— Recorded data —
========

PR #99, opened 2020-08-13
Frontend footer creation

Podkamienna:
recomator1
recomator2


frontend/src/components/FooterSummary.vue
```diff
@@ -0,0 +1,175 @@
...
+    for (const recommendation of selectedRecommendations) {
+      if (recommendation.costCol < 0) {
+        result -= recommendation.costCol; // Minus to have absolute value
+      }
+    }
+
+    return result;
+  }
+
+  get spendingsFromSelected(): number {
```
brzezinski, line 99: is it better to use abs() and leave only one function instead of two? They are doing almost same job

Podkamienna: I am not sure if that's a good idea. The reason, is that I would need to pass some predicate as an argument in order to decide, when to add a value to the result. And I can't do that with get - they can't have arguments. I could use a method to do that, but then the function would be computed each time. And when using get, it would be computed, only when some of its dependencies changed. On the other hand, the list of selected recommendations may change very often and then using computed properties instead of methods may not be that beneficial.

frontend/src/components/FooterSummary.vue
```diff
@@ -0,0 +1,175 @@
...
+
+  get savingsPart(): string {
+    const savings = this.savingsFromSelected;
+    if (savings === 0) {
+      return "";
+    }
+
+    return ` Save ${savings.toFixed(
+      2
+    )}$ each week by not using unnecessary resources.`;
```
s17k, line 142: Maybe "by right-sizing your instances" would sound better ?
Or "by using less resources" ?

frontend/src/components/FooterSummary.vue
```diff
@@ -0,0 +1,175 @@
...
+<template>
+  <div>
+    <v-footer
+      v-if="selectedRowsCount > 0"
+      v-bind:fixed="true"
+      color="rgba(255, 210, 20, 1)"
+      class="pa-6"
+    >
+      <v-row class="px-5">
+        <v-spacer></v-spacer>
```
s17k, line 23: you should be able use `<elem/>` instead of `<elem></elem>` to make it more concise

frontend/src/components/FooterSummary.vue
```diff
@@ -0,0 +1,175 @@
+<!-- Copyright 2020 Google LLC
```
s17k, line 1: Why not `Footer.vue` ? There is much more than a summary implemented here (like the 'are you sure' dialog and 'apply' button).

frontend/src/components/FooterSummary.vue
```diff
@@ -0,0 +1,175 @@
...
+  get selectedRows(): RecommendationExtra[] {
+    return (this.$store.state as IRootStoreState).coreTableStore!.selected;
+  }
+
+  get selectedRowsCount(): number {
+    return this.selectedRows.length;
+  }
+
+  get savingsFromSelected(): number {
+    const selectedRecommendations = this.selectedRows;
```
s17k, line 87: Why not just use `this.selectedRows` here and in other places ?

frontend/src/components/FooterSummary.vue
```diff
@@ -0,0 +1,175 @@
...
+      color="rgba(255, 210, 20, 1)"
+      class="pa-6"
+    >
+      <v-row class="px-5">
+        <v-spacer></v-spacer>
+
+        <div class="font-weight-black">
+          {{ footerMessage }}
+        </div>
+        <v-spacer></v-spacer>
```
s17k, line 28: You can use `<v-col>`s instead of `<v-spacer>`s for centring.
Vuetify sample pages do use `<v-row>`'s without `<v-col>`s inside of them sometimes but they also say that `v-row` [is just a wrapper](https://vuetifyjs.com/en/components/grids/) for `v-col`.

frontend/src/components/FooterSummary.vue
s17k: You could use `filter`, `reduce` so that they are much more concise.

frontend/src/components/FooterSummary.vue
brzezinski: +1 for "by using less resources"

Podkamienna: But what is wrong with "using unnecessary resources"? Is it not in English? Or is the double negation wrong? I have some doubts about writing "by using less resources", because it does not contain information about those resources not being needed for anything.

s17k: 'Resources' is actually quite general and encompasses all the infrastructure "rented" from Google Cloud (like disks/vms/network utilities).

Podkamienna: Is that an issue? The client will be able to see the detailed description of each recommendation.

s17k: I was replying to your doubts about writing "using less resources", it is not an issue in and of itself.

brzezinski: as I told you during our daily call giving double negation "not using" "unnecessary" may be harder to understand by user. That's why I agreed with proposal "by using less resources"

PR #100, opened 2020-08-13
add listing all recommendations & progress tracking

ViktoriiaKovalova:


pkg/automation/utility.go
```diff
@@ -0,0 +1,99 @@
...
+}
+
+// GetProgress returns the fraction of work done
+func (t *Task) GetProgress() (int32, int32) {
+	t.mutex.Lock()
+	defer t.mutex.Unlock()
+	if t.taskDone {
+		return 1, 1
+	}
+	answer := 0.0
```
minorczyka, line 86: It was really not obvious what's happening here when I've first seen it. I think that naming this variable "ratio" instead of "anwer" would help and changing name of a `floatToInts` function would also be nice, now it's not really descriptive. Describing in comment meaning of these two ints returned by this function would also be good.

pkg/automation/listrecommendations.go
```diff
@@ -91,7 +91,12 @@ func (s *googleService) ListRegionsNames(project string) ([]string, error) {
 // Requires the recommender.*.list IAM permission for the specified recommender.
 // numConcurrentCalls specifies the maximum number of concurrent calls to ListRecommendations method,
 // non-positive values are ignored, instead the default value is used.
-func ListRecommendations(service GoogleService, project, recommenderID string, numConcurrentCalls int) ([]*gcloudRecommendation, error) {
+func ListRecommendations(service GoogleService, project, recommenderID string, numConcurrentCalls int, tasks ...*Task) ([]*gcloudRecommendation, error) {
+	var task *Task
+	if len(tasks) != 0 {
+		task = tasks[0]
+	}
```
minorczyka, line 98: I don't like using this variadic arguments for optional parameters, it makes interface of these function not obvious. I would just add normal argument `task *Task`.

pkg/automation/listrecommendations.go
```diff
@@ -147,5 +155,108 @@ func ListRecommendations(service GoogleService, project, recommenderID string, n
 	if err != nil {
 		return nil, err
 	}
+	defer task.SetAllDone()
```
minorczyka, line 158: You don't need defer here.

pkg/automation/utility.go
```diff
@@ -0,0 +1,99 @@
...
+*/
+
+package automation
+
+import (
+	"sync"
+)
+
+// Task is the structure that helps get the percentage of work done
+type Task struct {
```
minorczyka, line 24: I like design of this Task struct. If we will need it, we can also easily implement `Cancel` method that would allow easily interrupting task and all its subtasks.

pkg/automation/access.go
```diff
@@ -46,41 +48,41 @@ type Requirement struct {
 // services.get permission is required for this method.
 // First requirement in returned list will be related to Service Usage API.
 // If it is not enabled or user doesn't have services.get permission other APIs won't be checked.
-func (s *googleService) ListAPIRequirements(project string, apis []string) ([]Requirement, error) {
+func (s *googleService) ListAPIRequirements(project string, apis []string) ([]*Requirement, error) {
```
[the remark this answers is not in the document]
ViktoriiaKovalova: I noticed that in go client library pointers are used everywhere in this structs, and I thought that there may be some some problems with copying to much, so probably it's a good practice to use pointers but I wasn't really sure.

pkg/automation/utility.go
```diff
@@ -0,0 +1,99 @@
...
+	subtasks     []Task
+	subtasksDone int
+	taskDone     bool
+	mutex        sync.Mutex
+}
+
+// AddSubtasks is used to add subtasks to the task
+func (t *Task) AddSubtasks(num int) {
```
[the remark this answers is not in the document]
ViktoriiaKovalova: yes, i'll probably change the name

pkg/automation/utility.go
ViktoriiaKovalova: yes, I agree, I'll try to make it clear:)

pkg/automation/access.go
```diff
@@ -92,38 +94,90 @@ func (s *googleService) ListAPIRequirements(project string, apis []string) ([]Re
...
+// If all statuses are equal to RequirementCompleted, user has all required permissions.
+func ListProjectRequirements(s GoogleService, project string) ([]*Requirement, error) {
+	requirements, err := s.ListAPIRequirements(project, requiredAPIs)
+	if err != nil {
+		return nil, err
+	}
+	ok := true
+	for _, req := range requirements {
+		if req.Status == RequirementFailed {
+			ok = false
```
Podkamienna, line 155: You also could have a return inside the "if req.Status == RequirementFailed" and then the ok variable would not be needed. I'm not sure if that's better stylistically, but it makes the function shorter and in my opinion more intuitive.

pkg/automation/utility.go
```diff
@@ -0,0 +1,97 @@
...
+*/
+
+package automation
+
+import (
+	"sync"
+)
+
+// Task is the structure that helps get the percentage of work done
+type Task struct {
```
Podkamienna, line 24: Maybe this structure and its methods could be in a different file?

pkg/automation/utility.go
```diff
@@ -0,0 +1,97 @@
...
+
+// IncrementDone increments subtasksDone
+func (t *Task) IncrementDone() {
+	t.mutex.Lock()
+	t.subtasksDone++
+	t.mutex.Unlock()
+}
+
+// GetNextSubtask returns the pointer to next not done subtask
+func (t *Task) GetNextSubtask() *Task {
```
Podkamienna, line 46: I am not sure about this, but maybe you should have an additional parameter of the task structure, showing which task should be next? I think that right now it is possible to have one task done twice.

pkg/automation/utility_test.go
```diff
@@ -0,0 +1,75 @@
+package automation
+
+import (
+	"testing"
+
+	"github.com/stretchr/testify/assert"
+)
+
```
Podkamienna, line 8: I think there should be a test testing behavior of tasks with more than one thread.

pkg/automation/access.go
```diff
@@ -29,8 +29,10 @@ import (
...
 const (
-	requirementFailed    = "FAILED"
-	requirementCompleted = "COMPLETED"
+	// RequirementFailed corresponds to the failed status of requirement
+	RequirementFailed = "FAILED"
+	// RequirementCompleted corresponds to the completed status of requirement
+	RequirementCompleted = "COMPLETED"
 )
 
 // Requirement contains information about the required permission or api.
```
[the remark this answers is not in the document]
ViktoriiaKovalova: mmm?

pkg/automation/access.go
ViktoriiaKovalova: thanks, i'll change it

pkg/automation/utility.go
ViktoriiaKovalova: yes, i also thought about splitting it. i'll create a new file

pkg/automation/utility.go
ViktoriiaKovalova: if someone will forget to call IncrementDone() the GetNextSubtask() will still return the same task as before. Is this the issue you were talking about?

ViktoriiaKovalova: you're right, i'll fix this

ViktoriiaKovalova: actually, it won't cause a problem the way we are using this structure. 
we only need it to be multithread in a way that we can look at the progress from different threads.
i'll probably add a comment there

ViktoriiaKovalova: and add additional parameter

pkg/automation/listrecommendations.go
```diff
@@ -87,65 +87,171 @@ func (s *googleService) ListRegionsNames(project string) ([]string, error) {
...
+
+	results := make(chan recommendationsResult, numberOfQueries)
+	queries := make(chan query, numberOfQueries)
 
 	for i := 0; i < numWorkers; i++ {
 		go func() {
-			for location := range locationsJobs {
-				recs, err := service.ListRecommendations(project, location, recommenderID)
-				results <- result{recs, err}
+			for q := range queries {
```
brzezinski, line 169: I would recommend to use longer variable names like "query" instead of q

pkg/automation/access.go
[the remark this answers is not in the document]
Podkamienna: In the comment that is lower, if think there is a typo. But I couldn't comment on that line. So it's one or two lines below.

pkg/automation/listrecommendations.go
```diff
@@ -87,65 +87,171 @@ func (s *googleService) ListRegionsNames(project string) ([]string, error) {
...
+// Otherwise, projects requirements, including failed ones, are added to `failedProjects` to help show warnings to the user.
+// task structure tracks how many subtasks have been done already.
+func ListAllProjectsRecommendations(service GoogleService, numConcurrentCalls int, task *Task) (*ListResult, error) {
+	projects, err := service.ListProjects()
 	if err != nil {
 		return nil, err
 	}
-	return recommendations, nil
+
+	task.SetNumberOfSubtasks(2)
```
brzezinski, line 239: why is it 2?

brzezinski (approved):
LGTM

pkg/automation/listrecommendations.go
ViktoriiaKovalova: because there are to calls inside this function: ListRequirements and listRecommendationsIfRequirementsCompleted

brzezinski: maybe it's good to add some comment

ViktoriiaKovalova: Sure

========

The expected answer is a copy of every line in the entries that holds the word "defer".

+	defer t.mutex.Unlock()
+	defer task.SetAllDone()
minorczyka, line 158: You don't need defer here.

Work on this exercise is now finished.